Chapter 5 Principal Component Analysis








5.1 Introduction

Bayesian classifier is an optimal classifier that is used when we knew the prior probabilities P(w) and the class-conditional densities p(x|w). Unfortunately, in pattern recognition applications we rarely, have this kind of complete knowl­edge about the probabilistic structure of the problem. In typical cases, we have general knowledge about the situation, together with a number of design samples or training data particular representatives of the patterns that are to be classified. The problem, then, is to find some way to use this information to design or train the classifier.

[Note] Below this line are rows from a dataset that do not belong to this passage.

PR #1262, opened 2022-09-09
Feature/pelagos 4962 log additional field

fightingtexasaggie:
I'm using the custom template names to detect subsite, and shortening per the ticket. I don't know if we should we consider a friendly name .env var instead, or if this is alright as is.

### DIFF
--- a/src/Controller/UI/SearchPageController.php
+++ b/src/Controller/UI/SearchPageController.php
@@ -39,9 +39,14 @@ class SearchPageController extends AbstractController
     {
         $this->logActionItemEventDispatcher = $logActionItemEventDispatcher;
         if (empty($customTemplate)) {
+            // If custom template is not set, subSite is 'GRIIDC'.
             $this->subSite = 'GRIIDC';
+        } elseif ($customTemplate == 'nas-grp-base.html.twig') {
+            $this->subSite = 'GRP';
+        } elseif ($customTemplate == 'hri-base.html.twig') {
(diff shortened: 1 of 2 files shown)


src/Controller/UI/SearchPageController.php
```diff
@@ -23,14 +23,31 @@ class SearchPageController extends AbstractController
...
+     */
+    protected $subSite;
+
     /**
      * Constructor for this Controller, to set up default services.
      *
      * @param LogActionItemEventDispatcher $logActionItemEventDispatcher The log action item event dispatcher.
      */
-    public function __construct(LogActionItemEventDispatcher $logActionItemEventDispatcher)
+    public function __construct(LogActionItemEventDispatcher $logActionItemEventDispatcher, ?string $customTemplate)
```
mickel1138, line 38: Injectable should be never NULL, or else the framework throws an error, so the ? can go.

src/Controller/UI/SearchPageController.php
```diff
@@ -23,14 +23,31 @@ class SearchPageController extends AbstractController
...
     {
         $this->logActionItemEventDispatcher = $logActionItemEventDispatcher;
+        if (empty($customTemplate)) {
+            // If custom template is not set, subSite is 'GRIIDC'.
```
mickel1138, line 42: Maybe this should be always set to something, but that would be an improvement we might consider some day.

praneethpr (approved):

One approach to this problem is to use the samples to estimate the unknown prob­abilities and probability densities, and then use the resulting estimates as if they were the true values. In typical supervised pattern classification problems, the estimation of the prior probabilities presents no serious difficulties. However, es­timation of the class-conditional densities is a complex procedure. The number of available samples always seems too small, and serious problems arise when the di­mensionality of the feature vector x is large. If we know the number of parameters in advance and our general knowledge about the problem permits us to parameterize the conditional densities, then the severity of these problems can be reduced sig­nificantly. Suppose, for example, that we can reasonably assume that p(x|w) is a normal density with mean mi, and covariance matrix Si, although we do not know the exact values of these quantities. This knowledge simplifies the problem from one of estimating an unknown function p(x|w) to one of estimating the parameters mi and Si.

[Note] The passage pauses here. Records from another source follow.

PR #1267, opened 2022-09-13
Added condition to check fields exist before displaying in dataland

praneethpr:


templates/Dataland/v2/detail-cards.html.twig
```diff
@@ -28,6 +28,7 @@
 </div>
 {% include 'Dataland/v2/point-of-contact.html.twig' %}
 {% include 'Dataland/v2/collection-period-card.html.twig' %}
+{% if dataset.datasetSubmission and  dataset.datasetSubmission.themeKeywords %}
```
fightingtexasaggie, line 31: Oops extra space

```suggestion
{% if dataset.datasetSubmission and dataset.datasetSubmission.themeKeywords %}
```

PR #1268, opened 2022-09-14
Moved api request to research group app component, so that api is not…

praneethpr:


fightingtexasaggie (approved):
Reviewed, confirms does not re-reload.

PR #1271, opened 2022-09-14
Add NCEI link to dataland.

fightingtexasaggie:


src/Entity/DatasetSubmission.php
```diff
@@ -2600,6 +2600,27 @@ public function getErdappDatasetLink(): ?DatasetLink
...
+        $datasetLinks = $this->getDatasetLinks()->filter(function (DatasetLink $datasetLink) {
+            return $datasetLink->getName() === DatasetLink::LINK_NAME_CODES["ncei"]["name"];
+        });
+
+        if ($datasetLinks->count() > 0) {
+            $nceiLink = $datasetLinks->first();
+        }
+
+        if ($nceiLink instanceof DatasetLink) {
+            return $nceiLink->getUrl();
```
mickel1138, line 2619: Not sure if we need a two-step function, like erdap, but this is ok. We can change it if we need specifics.

templates/Dataland/v2/status-badge.html.twig
```diff
@@ -17,7 +17,7 @@
     {% if dataset.datasetSubmission and dataset.datasetSubmission.isDatasetFileInColdStorage %}
         <span class="badge badge-coldstorage">Cold Storage</span>
     {% endif %}
-    {% if dataset.datasetSubmission.erddapUrl %}
+    {% if dataset.datasetSubmission.erddapUrl|default %}
```
mickel1138, line 20: Not really part of this ticket, was this breaking?

mickel1138 (dismissed):

templates/Dataland/v2/status-badge.html.twig
mickel1138: This should probably just be undone, as it's causing the merge conflict. It seems this was mitigated somewhere else.

fightingtexasaggie: undone

praneethpr (approved):

PR #1273, opened 2022-09-16
Added expression languge condition for exclude

mickel1138:


fightingtexasaggie (approved):
Tested against about/833 (which has datasets). It seems everthing needed from datasets is there.

PR #1276, opened 2022-09-21
Don't show unapproved difs in RG datasets tab.

fightingtexasaggie:


assets/js/vue/components/research-group/DatasetsTab.vue
```diff
@@ -1,6 +1,6 @@
 <template>
     <b-card-text class="vh-100">
-        <DatasetRow :datasetRowData="dataset" v-for="dataset in datasets" v-bind:key="dataset.udi"/>
+        <DatasetRow :datasetRowData="dataset" v-for="dataset in datasets" v-bind:key="dataset.udi" v-if="dataset.dif.status === 2"/>
```
mickel1138, line 3: Suggest to use v-show

praneethpr (dismissed):

src/Entity/Dataset.php
```diff
@@ -112,6 +112,8 @@ class Dataset extends Entity
      *
      * @var DIF
      *
+     * @Serializer\Groups({"card"})
```
mickel1138, line 115: Add card groups to DIF, and also add Group to array of RG controller API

The problem of parameter estimation is a classical one in statistics, and it can be approached in several ways. Two common and reasonable procedures are maximum-likelihood estimation and Bayesian estimation. Al­though the results obtained with these two procedures are frequently nearly identical, the approaches are conceptually quite different. Maximum-likelihood and several other methods view the parameters as quantities whose values are fixed but unknown. The best estimate of their value is defined to be the one that maximizes the probabil­ity of obtaining the samples actually observed. Maximum-likelihood estimation methods have a number of attractive attributes. First, they nearly always have good convergence properties as the number of train­ing samples increases. Furthermore, maximum-likelihood estimation often can be simpler than alternative methods, such as Bayesian techniques or other methods.

In contrast, Bayesian methods view the parameters as random variables having some known prior distribution. Observa­tion of the samples converts this to a posterior density, thereby revising our opinion about the true values of the parameters. A typical effect of observing additional samples is to sharpen the a posteriori density function, causing it to peak near the true values of the parameters. This phenomenon is known as Bayesian learning. In either case, we use the posterior densities for our classification rule.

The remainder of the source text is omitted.